Exercise goal >>
Please transcribe, word for word, the line containing "PR #1412, opened 2019-05-17" and every line after it through the end of the records below, and nothing else.

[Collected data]
+ + + +
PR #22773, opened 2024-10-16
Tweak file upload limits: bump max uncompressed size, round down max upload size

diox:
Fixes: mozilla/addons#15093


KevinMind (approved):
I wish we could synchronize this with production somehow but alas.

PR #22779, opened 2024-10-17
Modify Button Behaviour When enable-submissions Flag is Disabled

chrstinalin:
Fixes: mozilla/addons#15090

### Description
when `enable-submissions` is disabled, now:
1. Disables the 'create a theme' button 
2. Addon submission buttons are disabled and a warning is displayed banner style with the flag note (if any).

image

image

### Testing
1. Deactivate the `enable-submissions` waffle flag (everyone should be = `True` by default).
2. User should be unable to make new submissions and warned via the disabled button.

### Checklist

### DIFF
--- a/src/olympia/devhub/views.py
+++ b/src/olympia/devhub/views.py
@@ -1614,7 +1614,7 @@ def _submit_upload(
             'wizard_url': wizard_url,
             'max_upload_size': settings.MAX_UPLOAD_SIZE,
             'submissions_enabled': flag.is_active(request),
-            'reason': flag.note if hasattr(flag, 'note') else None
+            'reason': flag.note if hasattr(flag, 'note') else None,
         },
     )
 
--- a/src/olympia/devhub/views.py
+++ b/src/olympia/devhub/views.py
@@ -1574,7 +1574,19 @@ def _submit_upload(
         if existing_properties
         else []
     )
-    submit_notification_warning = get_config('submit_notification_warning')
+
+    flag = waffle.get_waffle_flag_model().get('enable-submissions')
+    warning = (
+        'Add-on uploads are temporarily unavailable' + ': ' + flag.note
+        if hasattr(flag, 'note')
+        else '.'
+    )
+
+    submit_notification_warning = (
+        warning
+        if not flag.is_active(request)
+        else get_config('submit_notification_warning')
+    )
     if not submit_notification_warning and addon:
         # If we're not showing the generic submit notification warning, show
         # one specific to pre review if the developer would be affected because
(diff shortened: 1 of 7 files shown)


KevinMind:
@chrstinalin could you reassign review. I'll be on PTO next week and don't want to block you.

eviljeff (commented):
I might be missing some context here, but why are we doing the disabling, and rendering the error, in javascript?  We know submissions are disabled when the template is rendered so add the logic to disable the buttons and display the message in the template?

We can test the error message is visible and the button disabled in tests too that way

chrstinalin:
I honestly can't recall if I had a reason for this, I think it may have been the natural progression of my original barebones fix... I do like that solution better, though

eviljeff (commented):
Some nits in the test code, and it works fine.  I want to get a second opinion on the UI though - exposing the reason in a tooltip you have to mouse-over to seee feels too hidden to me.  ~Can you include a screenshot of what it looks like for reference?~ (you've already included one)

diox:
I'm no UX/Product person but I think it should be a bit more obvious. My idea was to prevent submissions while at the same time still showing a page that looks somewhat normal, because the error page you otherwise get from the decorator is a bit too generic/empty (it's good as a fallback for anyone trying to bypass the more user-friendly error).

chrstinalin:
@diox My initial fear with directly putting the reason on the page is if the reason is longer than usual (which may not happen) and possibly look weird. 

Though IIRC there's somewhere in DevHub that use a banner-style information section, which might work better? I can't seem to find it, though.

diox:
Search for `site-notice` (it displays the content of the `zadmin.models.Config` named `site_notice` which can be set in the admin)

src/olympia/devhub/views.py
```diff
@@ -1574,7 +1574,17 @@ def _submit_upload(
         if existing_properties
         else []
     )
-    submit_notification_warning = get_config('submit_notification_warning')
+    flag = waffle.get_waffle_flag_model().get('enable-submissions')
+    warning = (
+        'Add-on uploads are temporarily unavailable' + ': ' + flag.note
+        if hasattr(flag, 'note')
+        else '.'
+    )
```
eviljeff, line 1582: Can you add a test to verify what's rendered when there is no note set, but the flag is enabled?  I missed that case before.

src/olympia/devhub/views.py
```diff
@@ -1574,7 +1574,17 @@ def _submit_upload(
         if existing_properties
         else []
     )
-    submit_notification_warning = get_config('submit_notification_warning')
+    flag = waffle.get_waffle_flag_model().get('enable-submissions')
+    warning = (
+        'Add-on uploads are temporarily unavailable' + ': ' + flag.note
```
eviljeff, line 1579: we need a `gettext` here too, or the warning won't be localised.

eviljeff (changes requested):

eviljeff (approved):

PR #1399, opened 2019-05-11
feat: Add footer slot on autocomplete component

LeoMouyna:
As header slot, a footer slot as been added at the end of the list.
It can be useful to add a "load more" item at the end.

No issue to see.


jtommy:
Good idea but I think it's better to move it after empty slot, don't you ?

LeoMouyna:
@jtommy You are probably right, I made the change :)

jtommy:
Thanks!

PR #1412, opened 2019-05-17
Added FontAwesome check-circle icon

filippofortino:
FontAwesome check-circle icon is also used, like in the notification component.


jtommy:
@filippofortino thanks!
+ + + +
Reply >>
PR #1412, opened 2019-05-17
Added FontAwesome check-circle icon

filippofortino:
FontAwesome check-circle icon is also used, like in the notification component.


jtommy:
@filippofortino thanks!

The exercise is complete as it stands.